Amtrak exploring ending Southwest Chief through service - niftich
http://www.hutchnews.com/news/20180626/amtrak-exploring-ending-southwest-chief-through-service
======
brianstorms
I just rode the Southwest Chief from New Mexico to Illinois and back, last
month.

Had a long talk with one of the conductors while on the trip. We discussed the
remarkable pattern that the Republicans follow: starve everything they don't
like (or that they want to privatize so they can pocket the money), then use
the subsequent difficulties and failures and budget shortfalls of the starved
agency as proof that the agency can't function and deserves being shut down.
They do this with Amtrak, they do it with the State Department, they do it
with public schools, they do it with state universities, with healthcare, with
prisons, with everything they want to privatize.

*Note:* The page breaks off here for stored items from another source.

PR #646, opened 2023-07-15
fix download data image fix #645

### LINKED ISSUE #645: certain ebook exports are crashing shiori
## Data
- **Shiori version**: 1.5.5-rc.1
- **Database Engine**: mysql
- **Operating system**: docker on synology nas
- **CLI/Web interface/Web Extension**: web

I added an archive of a singlefile html file, but whenever shiori tries to create an ebook for it shiori crashes.

## Expected behavior
It should generate an ebook without crashing.

## To Reproduce
1. Add https://colorbash.neocities.org/archives/an-ode-to-jim-dandy-96aba193e3a0 to shiori
2. Click on 'Update Archive'
3. Check 'Update ebook as well'
4. Error ```<html> <head><title>502 Bad Gateway</title></head> <body> <center><h1>502 Bad Gateway</h1></center> <hr><center>openresty</center> </body> </html> (502)```
5. Shiori server crashes/restarts
6. The archive and the readable versions generate fine, but the ebook link downloads a 0 byte file

## Notes
This page is a singlefile html export, which i suspect might be part of the problem, I can test that out if it seems likely to be relevant. Using this as a workaround for websites that require sign-ins, since Shiori can't access those directly.

Monirzadeh:
This PR fix problem that download mechanism tried to get data/image.
It should not happen (they are not a real URL that point to the specific server, they are actual data)
by excluding them, we can handle data/image too.
Caliber or modern browser can handle this kind of links itself.
Will fix #645

for [Future reference](https://en.wikipedia.org/wiki/Data_URI_scheme)

### DIFF
--- a/internal/core/ebook.go
+++ b/internal/core/ebook.go
@@ -245,7 +245,9 @@ func GetImages(html string) (map[string]string, error) {
 	// Loop through all the matches and add them to the dictionary
 	for _, match := range imageTagMatches {
 		imageURL := match[1]
-		images[imageURL] = match[0]
+		if !strings.HasPrefix(imageURL, "data:image/") {
+			images[imageURL] = match[0]
+		}
 	}
 
 	return images, nil


fmartingr (approved):
Thanks for the quick fix!

Issue #634, opened 2023-07-07
Remove old cache if updating cache done without problem


Monirzadeh:
>We will need to be cautious in the future and do not remove content, archive or bookmark if we find problems when updating the cache. We could save the new one to a temporary location while we work, and if everything succeeds, replace the current one. We can create an issue for this.

_Originally posted by @fmartingr in https://github.com/go-shiori/shiori/pull/623#discussion_r1255429395_

PR #680, opened 2023-07-27
thumbnail will update in update archive

### LINKED ISSUE #524: The application does not remove the thumbnail file from the FS if it is removed in the original article
## Data
- **Shiori version**: commit [77269b7](https://github.com/go-shiori/shiori/commit/77269b7a6420220a0af1fc9c381b5319fbdde686)
- **Database Engine**: SQLite
- **Operating system**: Windows 8.1

The problem is described in the title of the issue.

## Expected behavior
If a thumbnail is removed from the original article, then it should also be removed from the file system.

## To Reproduce
1. Save any HTML page with thumbnail from the internet to the localhost and serve it with any way (e. g. `python -m SimpleHTTPServer 8080`.
2. Add a link to this page in Shiori. As you can see, an image file is created in the `thumb` directory.
3. Remove all text and all image tags from the saved page.
4. Click the update archive button. I also check both checkboxes: "Keep the old title and excerpt" and "Update archive as well".
5. As you can see, the site thumbnail disappeared from Shiori's interface, but it remained in the file system.

Monirzadeh:
This pull request update thumbnail after update archive version. fix #524
now bookmark thumbnail update based on last version of webpage.

### DIFF
--- a/internal/core/processing.go
+++ b/internal/core/processing.go
@@ -98,6 +98,12 @@ func ProcessBookmark(req ProcessRequest) (book model.Bookmark, isFatalErr bool, 
 			book.Title = book.URL
 		}
 
+		if book.CreateArchive {
+			archivePath := fp.Join(req.DataDir, "archive", fmt.Sprintf("%d", book.ID))
+			imgPath := fp.Join(req.DataDir, "thumb", fmt.Sprintf("%d", book.ID))
+			os.Remove(archivePath)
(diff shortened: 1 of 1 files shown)


fmartingr:
This is going to get tricky and will require a bigger refactor to make #524 and #634 work together, since on your changes you remove the current data without knowing if the new data will be processed correctly.

PR #679, opened 2023-07-27
refactor: Migrate ePub generation to go-epub

Monirzadeh:
This pull request solves the problem in #638 and #678
Please before merge test that in real device. Based on your report and in my debug system, it should work fine.
we move to `go-epub` in this pull request that result of that
fix #638 
fix #678 
fix #688
fix #635 

## TODO:
- [x] add `go-epub` to requirement
- [x] Support RTL
- [x] update HTML to use included image
- [x] fix no reference image file. duplicate file included
- [x] update unit test

PR #683, opened 2023-07-28
fix: Ensure bookmark files are correctly downloaded before deleting current ones

### LINKED ISSUE #524: The application does not remove the thumbnail file from the FS if it is removed in the original article

### LINKED ISSUE #634: Remove old cache if updating cache done without problem

Monirzadeh:
This pull request should recover old version of Archive and e-book if download Processes failed.
It should close #634 
fix #524
# TODO:
- [x] generate ebook to dstPath
- [x] Archive Recover
- [x] E-Book Recover
- [x] Thumb Recover
- [x] E-Book Download API should manage if ebook file exist not download as TODO in code
- [x] if download Failed and recover old file, it should report to user in UI
- [x] thumbnail will update in update archive #524 #680 
- [x] update old unit test.
- [x] add more unit test to cover `processing.go` 87.7% 
- [x] add test image file to repository
- [x] replace URL with sample file

# Things need more time:
should we recover thumb image? What if thumb image remove from source like #524. How we should detect that


fmartingr:
I'd say the path going forward should be: Download the bookmark archive/article/thumb/ebook to a temporary folder. If everything goes ok, we replace the old ones, if not, we raise an error. But it should be open enough to allow multiple operations.

This is a bigger task that you may think, and we need to refactor the logic into smaller chunks to made them easily testable.

internal/core/ebook.go
```diff
@@ -40,34 +40,22 @@ func GenerateEbook(req ProcessRequest) (book model.Bookmark, err error) {
...
-	if _, err := os.Stat(ebookDir); os.IsNotExist(err) {
-		err := os.MkdirAll(ebookDir, model.DataDirPerm)
-		if err != nil {
-			return book, errors.Wrap(err, "can't create ebook directory")
-		}
-	}
-	// create epub file
-	epubFile, err := os.Create(ebookfile)
+	// create temporary epub file
+	tmpFile, err := os.CreateTemp("", "ebook*.epub")
```
fmartingr, line 50: Why an asterisk in the file name?

internal/core/processing.go
```diff
@@ -236,12 +243,43 @@ func downloadBookImage(url, dstPath string) error {
...
 
+	err = MoveToDestination(dstPath, tmpFile)
+	if err != nil {
+		return err
+	}
+
+	return nil
+}
+
+func MoveToDestination(dstPath string, tmpFile *os.File) error {
```
fmartingr, line 261: I would use `MoveFileToDestination` in case we want to have something for folders later.
```suggestion
func MoveFileToDestination(dstPath string, tmpFile *os.File) error {
```

fmartingr: Add comment making clear that `dstPath` requires the filename. You can add a third argument for the filename, up to you.

internal/core/processing.go
```diff
@@ -101,6 +103,8 @@ func ProcessBookmark(req ProcessRequest) (book model.Bookmark, isFatalErr bool,
 		// Get image URL
 		if article.Image != "" {
 			imageURLs = append(imageURLs, article.Image)
+		} else {
+			os.Remove(imgPath)
```
fmartingr, line 107: I would remove this from here and let `downloadBookImage` do the cleanup work.

internal/core/processing.go
```diff
@@ -115,9 +119,6 @@ func ProcessBookmark(req ProcessRequest) (book model.Bookmark, isFatalErr bool,
 	}
 
 	// Save article image to local disk
-	strID := strconv.Itoa(book.ID)
-	imgPath := fp.Join(req.DataDir, "thumb", strID)
-
 	for _, imageURL := range imageURLs {
 		err = downloadBookImage(imageURL, imgPath)
```
fmartingr, line 123: Log something if `err != nil`

internal/view/assets/js/page/home.js
```diff
@@ -702,15 +702,35 @@ export default {
...
+                            if (data.createEbook && !book.hasEbook){
+                                faildCreateEbook.push(book.id);
+                            }
+                        }),
+
+                        this.showDialog({
+                            title: `Update Archive Error`,
+                            content: `Bookmarks Update Archive Faild : ${faildUpdateArchives.join(", ")} 
+                            Bookmarks  Create Ebook Faild: ${faildCreateEbook.join(",")} 
+                            We recovered the last available version.`,
```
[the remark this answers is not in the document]
fmartingr: Have you tried `<br>` ?

internal/webserver/handler-ui.go
```diff
@@ -320,7 +320,7 @@ func (h *Handler) ServeBookmarkEbook(w http.ResponseWriter, r *http.Request, ps
 	}
 
 	// Check if it has ebook.
-	ebookPath := fp.Join(h.DataDir, "ebook", strID+".epub")
+	ebookPath := fp.Join(h.DataDir, "ebook", strID)
```
fmartingr, line 323: Changing this will make it not backwards compatible. People that have ebooks stored and upgrade to this change wont be able to download their ebooks, ebook will be downloaded again and the old one (without extension) will be left in the filesystem.

internal/webserver/handler-api.go
```diff
@@ -110,7 +110,7 @@ func (h *Handler) ApiGetBookmarks(w http.ResponseWriter, r *http.Request, ps htt
 		strID := strconv.Itoa(bookmarks[i].ID)
 		imgPath := fp.Join(h.DataDir, "thumb", strID)
 		archivePath := fp.Join(h.DataDir, "archive", strID)
-		ebookPath := fp.Join(h.DataDir, "ebook", strID+".epub")
+		ebookPath := fp.Join(h.DataDir, "ebook", strID)
```
fmartingr, line 113: Read comment in `handler-ui.go`

internal/webserver/handler-api.go
```diff
@@ -285,7 +285,7 @@ func (h *Handler) ApiDeleteBookmark(w http.ResponseWriter, r *http.Request, ps h
 		strID := strconv.Itoa(id)
 		imgPath := fp.Join(h.DataDir, "thumb", strID)
 		archivePath := fp.Join(h.DataDir, "archive", strID)
-		ebookPath := fp.Join(h.DataDir, "ebook", strID+".epub")
+		ebookPath := fp.Join(h.DataDir, "ebook", strID)
```
fmartingr, line 288: Read comment in `handler-ui.go`

internal/webserver/handler-api.go
```diff
@@ -434,12 +434,32 @@ func (h *Handler) ApiDownloadEbook(w http.ResponseWriter, r *http.Request, ps ht
 				ContentType: contentType,
 			}
 
-			book, err = core.GenerateEbook(request)
-			content.Close()
+			// if file exist book return avilable file
+			strID := strconv.Itoa(book.ID)
+			ebookPath := fp.Join(request.DataDir, "ebook", strID)
```
fmartingr, line 439: Here you are not using the `${strID}.epub` filename. We need to be consistent. Maybe creating a function called `GetEbookFilename(book model.Bookmark) string` that receives the bookmark and returns the ebook filename?

internal/view/assets/js/page/home.js
```diff
@@ -702,15 +702,36 @@ export default {
...
+                                faildCreateEbook.push(book.id);
+                            }
+                        });
+                        if(faildCreateEbook.length > 0 || faildUpdateArchives.length > 0){
+                        this.showDialog({
+                            title: `Update Archive Error`,
+                            content: `Bookmarks Update Archive Faild : ${faildUpdateArchives.join(", ")} 
+                            Bookmarks  Create Ebook Faild: ${faildCreateEbook.join(",")} 
+                            We recovered the last available version.`,
+                            mainText: "OK",
```
fmartingr, line 725:
```suggestion
                            Bookmarks  Create Ebook Failed: ${faildCreateEbook.join(",")} 
                            Files that failed retrieval were not overwritten.`,
                            mainText: "OK",
```

fmartingr (changes requested):
I have done a first pass really quick. I'm concerned about the backwards compatibility if we change the ebook filename now for people that already have 1.5.5. 

I will need to make a second pass trying it out locally.

internal/core/ebook.go
```diff
@@ -223,6 +211,27 @@ img {
...
+	err = epubWriter.Close()
+	if err != nil {
+		return book, errors.Wrap(err, "failed to close EPUB writer")
+	}
+	err = tmpFile.Close()
+	if err != nil {
+		return book, errors.Wrap(err, "failed to close temporary EPUB file")
+	}
+	// open temporary file again
+	tmpFile, err = os.Open(tmpFile.Name())
```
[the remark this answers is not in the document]
fmartingr: Then why not let `MoveFileToDestination` handle opening/closing the file?

internal/core/processing.go
fmartingr: Oh, of course. You are right 👍

internal/view/assets/js/page/home.js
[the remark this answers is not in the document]
fmartingr: Maybe you need to edit the dialog too. Let's keep it all under one line for now, we can fix the texts later.

internal/webserver/handler-ui.go
fmartingr: We can do something, but it's pretty inconvenient and hard for distributors to build upon. 

Let's move the "ebook exists" logic to one function and let the function:
1. Check the filename without extension
    - If exists, `os.Rename` the file to `id.epub` 
2. Check the `id.epub` extension.

We can remove the first check after some versions.

internal/core/ebook.go
fmartingr: I was asking about the `*` symbol that was in the filename, I don't mind the extension.

internal/core/processing.go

Funny, they do this with minorities too. Systematically deny them, over many
generations, a good education, decent healthcare, safe neighborhoods, ability
to vote, and economic opportunity, and then blame them for being uneducated,
unhealthy, unsafe, frauds during elections, and for not contributing to the
overall economy. Funny how the Rs' playbook is the same everywhere you look.

As for Amtrak, all the transcontinental routes are in jeopardy, the conductor
told me. It's only a matter of time before they're gone.

No other civilized country in the world has such lousy transportation
infrastructure. Especially trains. The U.S. should have bullet trains going
everywhere, but no.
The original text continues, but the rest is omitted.